▶ **Problem details**
Read the records that follow and state how many lines hold "github", adding nothing else.

Stored data entries

PR #264, opened 2021-02-05
Update BOM version in README.adoc to 2.0.1

meltsufin:

PR #328, opened 2021-02-19
update BOM version in /docs readme

meltsufin:
Addressing https://github.com/GoogleCloudPlatform/spring-cloud-gcp/pull/264#issuecomment-782169786.

@ttomsu I'm not really sure why we have a readme in /docs and how are we supposed to use it.


ttomsu:
It looks like the parent POM for the docs/ module invokes this class: https://github.com/spring-cloud/spring-cloud-build/blob/master/docs/src/main/java/org/springframework/cloud/internal/asciidoctor/ReadmeMain.java to (I'm guessing) resolve some references linked in the source .adoc so they work in the root .adoc

I also think having two of these is silly, and a comparison between the src file and the generated file showed little difference. I think we should remove the src README and only rely on the root one.

ttomsu (approved):

dzou (approved):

▶ **Result of the task**
2